Итак, вопрос о западных влияниях на русский символизм нельзя решать однозначно. Здесь по-разному (в различные периоды и у различных художников), очень причудливо, а нередко и противоречиво переплетались общефилософские и собственно литературные влияния. Поэтому-то и сами символисты и их критики, подчеркивая отдельные стороны сложного явления, по-разному и осмысливали проблему. Мережковский и теурги настаивали на самобытно-национальных корнях символизма, противопоставляя их Западу. Конкретно такой национальной основой объявлялись христианско-религиозные начала, искони, мол, свойственные русской литературе и русскому народу. Их они и продолжают.

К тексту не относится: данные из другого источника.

PR #87559, opened 2024-01-25
Add FoldableContainer Node

WhalesState:


scene/gui/foldable_container.cpp
```diff
@@ -0,0 +1,301 @@
...
+			Ref<Texture2D> icon = expanded ? theme_cache.arrow : theme_cache.arrow_collapsed;
+			Ref<StyleBox> title_style;
+			if (is_hovering) {
+				title_style = expanded ? theme_cache.title_hover_style : theme_cache.title_collapsed_hover_style;
+			} else {
+				title_style = expanded ? theme_cache.title_style : theme_cache.title_collapsed_style;
+			}
+
+			if (title_style.is_valid()) {
+				title_size = Point2(get_size().width, title_style->get_minimum_size().height);
```
WhalesState, line 169: Need to initialize and set `title_size = Point2(get_size().width, 0)` before checking if the title_style is valid. I just need to know the case when a `StyleBox` will be invalid! because it's hard to make it null except from code.

scene/gui/foldable_container.cpp
```diff
@@ -0,0 +1,301 @@
...
+				title_pos = title_style->get_offset();
+				title_width = get_size().width - title_style->get_minimum_size().width;
+			}
+
+			if (theme_cache.title_font.is_valid()) {
+				title_pos.y += theme_cache.title_font->get_ascent(theme_cache.title_font_size);
+			}
+
+			if (icon.is_valid()) {
+				int h_separation = CLAMP(theme_cache.h_separation, 0, title_width - icon->get_width() - 1);
```
WhalesState, line 196: we need to make sure that h_separation never fall below 0, title width is `container width - (icon.width + title_panel.min_size + h_separation)`, so we need to set `Container.min_size.width` to `h_separation` + `icon.width if icon is valid` + `title_panel.min_size.width if title_panel is valid`.

scene/gui/foldable_container.h
```diff
@@ -0,0 +1,92 @@
...
+class FoldableContainer : public Container {
+	GDCLASS(FoldableContainer, Container);
+
+private:
+	bool expanded = true;
+	String title;
+	HorizontalAlignment title_alignment = HORIZONTAL_ALIGNMENT_LEFT;
+
+	bool is_hovering = false;
+	Point2 title_size;
```
WhalesState, line 45: this is the title panel size, should be changed to int `title_panel_height`, to prevent confusion with `title_width` which is the title text width which is used in the draw_string funtion in the draw notification.

scene/gui/foldable_container.cpp
```diff
@@ -0,0 +1,301 @@
...
+				}
+				icon->draw(ci, icon_pos);
+			}
+
+			if (theme_cache.title_font.is_valid()) {
+				Color font_color = expanded ? theme_cache.title_font_color : theme_cache.title_collapsed_font_color;
+				if (is_hovering) {
+					font_color = theme_cache.title_hover_font_color;
+				}
+				draw_string(theme_cache.title_font, title_pos, title, title_alignment, title_width, theme_cache.title_font_size, font_color);
```
WhalesState, line 218: `draw_string()` is used temporarily, it should be replaced later after adding RTL text orientation and translation.

scene/gui/foldable_container.cpp
```diff
@@ -0,0 +1,301 @@
...
+	ClassDB::bind_method(D_METHOD("set_expanded", "expanded"), &FoldableContainer::set_expanded);
+	ClassDB::bind_method(D_METHOD("is_expanded"), &FoldableContainer::is_expanded);
+	ClassDB::bind_method(D_METHOD("set_title", "title"), &FoldableContainer::set_title);
+	ClassDB::bind_method(D_METHOD("get_title"), &FoldableContainer::get_title);
+	ClassDB::bind_method(D_METHOD("set_title_alignment", "alignment"), &FoldableContainer::set_title_alignment);
+	ClassDB::bind_method(D_METHOD("get_title_alignment"), &FoldableContainer::get_title_alignment);
+
+	ADD_PROPERTY(PropertyInfo(Variant::BOOL, "expanded"), "set_expanded", "is_expanded");
+	ADD_PROPERTY(PropertyInfo(Variant::STRING, "title"), "set_title", "get_title");
+	ADD_PROPERTY(PropertyInfo(Variant::INT, "title_alignment", PROPERTY_HINT_ENUM, "Left,Center,Right"), "set_title_alignment", "get_title_alignment");
```
WhalesState, line 274: I have ignored fill alignment, since the text already fills the available space automatically, also text clipping happens automatically, but we should follow the `LineEdit` text styling for more advanced text render options.

scene/gui/foldable_container.cpp
```diff
@@ -0,0 +1,301 @@
...
+				} else {
+					title_size.height = MAX(title_size.height, icon->get_height());
+				}
+			}
+
+			Point2 title_pos;
+			int title_width = 0;
+			if (title_style.is_valid()) {
+				title_style->draw(ci, Rect2(Point2(), title_size));
+				set_custom_minimum_size(Size2(0, title_size.height));
```
WhalesState, line 186: we need to find a way to set the custom minimum size outside the draw notification, because it prevents setting it in the editor.

scene/gui/foldable_container.cpp
```diff
@@ -0,0 +1,301 @@
...
+/* SOFTWARE OR THE USE OR OTHER DEALINGS IN THE SOFTWARE.                 */
+/**************************************************************************/
+
+#include "foldable_container.h"
+
+#include "scene/theme/theme_db.h"
+
+Size2 FoldableContainer::get_minimum_size() const {
+	if (!expanded) {
+		return Size2();
```
WhalesState, line 37: I think returning the `Size2(0, title_size.height)` returns Size2(0, 0), we need to define the node minimum size correctly.

WhalesState:
I have tried to override the theme stylebox with a null value for `TabBar`, and it throws this error only without pausing the game!
` Condition "!p_style.is_valid()" is true.
  <C++ Source>   scene\gui\control.cpp:2833 @ Control::add_theme_style_override()
`
and in `TabBar` it's only checking if the `Tab` icon is valid!
is it safe to use `theme_cache.styleboxes` directly without checking if they are valid?

YuriSizov:
This needs a proposal.

WhalesState:
> This needs a proposal.

Yes, but it's still a work in progress since I'm learning more about `TextLine` class now, after finishing it we can discuss it's usability in a feature proposal, since it can be helpful for game menus and applications UI and the editor.

YuriSizov:
Well, we might reject the proposal because a foldable container can br easily done with a script, for example. So I would rather you not wasted your time unless you know this is desired.

Remember, proposal comes before a PR.

WhalesState:
> Well, we might reject the proposal because a foldable container can be easily done with a script, for example. So I would rather you not wasted your time unless you know this is desired.
> 
> Remember, proposal comes before a PR.

it will have a limitation with themes, this is why i have started it, i do have the same Container written in gdscript, and to customize it you need to create a custom_type, and if the project doesn't have a project_theme in project setting it will be hard to find the theme resource to add the custom_type to it, also you will have to keep the theme styleboxes, constants, colors, fonts as variables, and without a theme changing a stylebox property such as color will not load since they don't have signals to emit so we call queue_redraw() to redraw the styleboxes.

KoBeWi:
> without a theme changing a stylebox property such as color it will not load since they don't have signals to emit to call queue_redraw() to redraw the styleboxes.

Pretty sure you can use `NOTIFICATION_THEME_CHANGED` and connect to the stylebox `changed` signal if the notification alone doesn't suffice.

Mickeon:
If you could _roughly_ fill in the documentation it would be heavily appreciated. Since you are the one that developed the Node in the first place, it should be easier for you to document and note down any additional quirk, as well.
I can take a look at it for additional polish at a later time.

scene/gui/foldable_container.cpp
```diff
@@ -0,0 +1,410 @@
...
+	ClassDB::bind_method(D_METHOD("set_title", "title"), &FoldableContainer::set_title);
+	ClassDB::bind_method(D_METHOD("get_title"), &FoldableContainer::get_title);
+	ClassDB::bind_method(D_METHOD("set_title_alignment", "alignment"), &FoldableContainer::set_title_alignment);
+	ClassDB::bind_method(D_METHOD("get_title_alignment"), &FoldableContainer::get_title_alignment);
+	ClassDB::bind_method(D_METHOD("set_language", "language"), &FoldableContainer::set_language);
+	ClassDB::bind_method(D_METHOD("get_language"), &FoldableContainer::get_language);
+	ClassDB::bind_method(D_METHOD("set_text_direction", "text_direction"), &FoldableContainer::set_text_direction);
+	ClassDB::bind_method(D_METHOD("get_text_direction"), &FoldableContainer::get_text_direction);
+
+	ADD_SIGNAL(MethodInfo("expanded", PropertyInfo(Variant::BOOL, "is_expanded")));
```
AThousandShips, line 372: Can't name the signal and the property the same

WhalesState: ok, I also was wondering about that error. Thank you all.

WhalesState:
Sorry about the noise again, sometimes I forget to commit the changes before doing a force push,

PR #87571, opened 2024-01-25
Fix `FileAccessMemory` off by one error in `eof_reached`

0x0ACB:
A small off by one error in `FileAccessMemory`. With the current implementation `eof_reached` is never true when using eg `get_buffer`. Noticed this when trying to load *.tres files from memory which triggered the warning in `get_buffer` indefinitely.


RandomShaper (approved):

akien-mga:
Thanks!

akien-mga:
Cherry-picked for 4.2.2.

PR #87575, opened 2024-01-25
CI: Update `mymindstorm/setup-emsdk` to v14, should fix cache folder conflicts

akien-mga:
https://github.com/mymindstorm/setup-emsdk/releases/tag/v14

### DIFF
--- a/.github/workflows/web_builds.yml
+++ b/.github/workflows/web_builds.yml
@@ -40,10 +40,11 @@ jobs:
       - uses: actions/checkout@v4
 
       - name: Set up Emscripten latest
-        uses: mymindstorm/setup-emsdk@v12
+        uses: mymindstorm/setup-emsdk@v14
         with:
           version: ${{env.EM_VERSION}}
           actions-cache-folder: ${{env.EM_CACHE_FOLDER}}
+          cache-key: emsdk-${{ matrix.cache-name }}-${{env.GODOT_BASE_BRANCH}}-${{github.ref}}-${{github.sha}}
 
       - name: Verify Emscripten setup
         run: |


YuriSizov:
Oh, that's awesome!

YuriSizov (changes requested):
So this doesn't help. They simply added the workflow name as a prefix to the old naming scheme. But our CI has one entry point workflow. So both builds still have the same name for the cache:

```
🔗 GHA-3.1.39-linux-x64
```

The second-to-run build still throws an error, but for some reason it's just not caught as a problem anymore:

```
Failed to save: Unable to reserve cache with key 🔗 GHA-3.1.39-linux-x64, another job may be creating this cache. More details: Cache already exists. Scope: refs/pull/87575/merge, Key: 🔗 GHA-3.1.39-linux-x64, Version: bb287b8d239dae54b2b69d026bd1284e06aff2037346bb5491e7f80dd3ba6b57
```

So it seems we still need to do something manually to resolve this. Seems like they've added `cache-key` to the configuration options. We should populate it with something fitting. See [here](https://github.com/mymindstorm/setup-emsdk/commit/74881103d0c783af64976423564ba36dd99e8fc1#diff-1243c5424efaaa19bd8e813c5e6f6da46316e63761421b3e5f5c8ced9a36e6b6).

.github/workflows/web_builds.yml
```diff
@@ -40,7 +40,7 @@ jobs:
       - uses: actions/checkout@v4
 
       - name: Set up Emscripten latest
-        uses: mymindstorm/setup-emsdk@v12
+        uses: mymindstorm/setup-emsdk@v14
         with:
           version: ${{env.EM_VERSION}}
           actions-cache-folder: ${{env.EM_CACHE_FOLDER}}
```
YuriSizov, line 46:
```suggestion
          actions-cache-folder: ${{env.EM_CACHE_FOLDER}}
          cache-key: ${{ matrix.cache-name }}-emsdk
```

Something like this, perhaps?

.github/workflows/web_builds.yml
```diff
@@ -40,10 +40,11 @@ jobs:
...
+          cache-key: ${{ matrix.cache-name }}-emsdk
```
YuriSizov, line 47: Oops, I forgot this variable only contains a prefix, and we actually add more to it when creating the actual cache name. So this works, but it's still not unique enough for multiple runs:

image

This should match our main cache naming scheme.

```suggestion
          cache-key: ${{ matrix.cache-name }}-${{env.GODOT_BASE_BRANCH}}-${{github.ref}}-${{github.sha}}-emsdk
```

akien-mga: Thanks, changed.

Overall, I wonder why caching is so convoluted. What we'd want typically is to just cache based on the Emscripten version, and that's it. But somehow it keeps trying to recreate the cache each time it's using it, instead of just using the version that's already there?

akien-mga: Hm should the `-emsdk` part come earlier in the cache key? IIRC substrings are removed from right to left to find the closest cache hit. It should maybe be `emsdk-${{ matrix.cache-name }}-${{env.GODOT_BASE_BRANCH}}-${{github.ref}}-${{github.sha}}` instead?

YuriSizov: That's a good point. I guess if it's added at the end, we can accidentally download it when trying to find cache for scons itself.

It's not that substrings are removed, we do it manually with `restore-keys` (and `setup-emsdk` doesn't, AFAICT). But we do indeed risk a collision because the first part is the same. So yeah, should probably add it somewhere earlier, or at the very start. Good catch!

YuriSizov (approved):
LGTM!

YuriSizov:
Thanks!

akien-mga:
Cherry-picked for 4.2.2.
Cherry-picked for 4.1.4.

Что же касается того нового, что они сюда внесли, то младосимволисты видели его в теургии, Мережковский — в «Третьем Завете».
Однако, по сути дела, различия между теургами и Мережковским не было. Это лишь по-разному трактовавшееся единое, модное в те годы, «новое религиозное сознание». Коренное свое единство сознавали не только символисты и их друзья, но и все вообще «религиозники» того времени. Не случайно поэтому соловьевско-теургическую и антропософскую концепцию «Серебряного голубя» и «Петербурга» одинаково приветствовали как раскрытие глубочайших «основ русской души» и Мережковский, и Бердяев, и Вяч. Иванов, и Аскольдов...
Теурги и Мережковский одинаково утверждали, что их творчество национально и народно потому, что продолжает, дескать, дело всей великой русской литературы, которая, как и символизм, в основе своей — религиозна.
Не может, однако, быть никакого сомнения в том, что все эти рассуждения и домыслы — полнейшее извращение и сущности «души русского народа», и сущности русской литературы. Лучшее свидетельство тому знаменитые слова В. Г. Белинского: «По-вашему, — писал Белинский Гоголю, — русский народ самый религиозный в мире: ложь! Основа религиозности есть пиетизм, благоговение, страх божий. А русский человек произносит имя божие, почесывая себе... Он говорит об образе: годится — молиться, а не годится — горшки покрывать. Приглядитесь попристальнее, и вы увидите, что это по натуре глубоко атеистический народ». В. И. Ленин считал религиозность и христианское смирение чертами отсталости, той «патриархальности» русского народа, которая была воспитана в нем веками рабства и использовалась господствующими классами, чтобы, говоря словами Белинского, «именем Христа» оправдать эксплуатацию, кнут, насилие. Религия - одна из самых гнусных вещей, какие только есть на свете»,— писал Ленин. И корни ее не в какой-то внеисторической особой «русской душе»: «Социальная придавленность трудящихся масс, кажущаяся полная беспомощность их перед слепыми силами капитализма... — вот в чем самый глубокий современный корень религии» — учил Ленин. Реальные же исторические «условия жизни» — все более развертывающаяся в стране классовая борьба — неизбежно порождают даже у самых отсталых слоев народа, где еще господствовала «бессознательная, рутинная религиозность», революционную сознательность.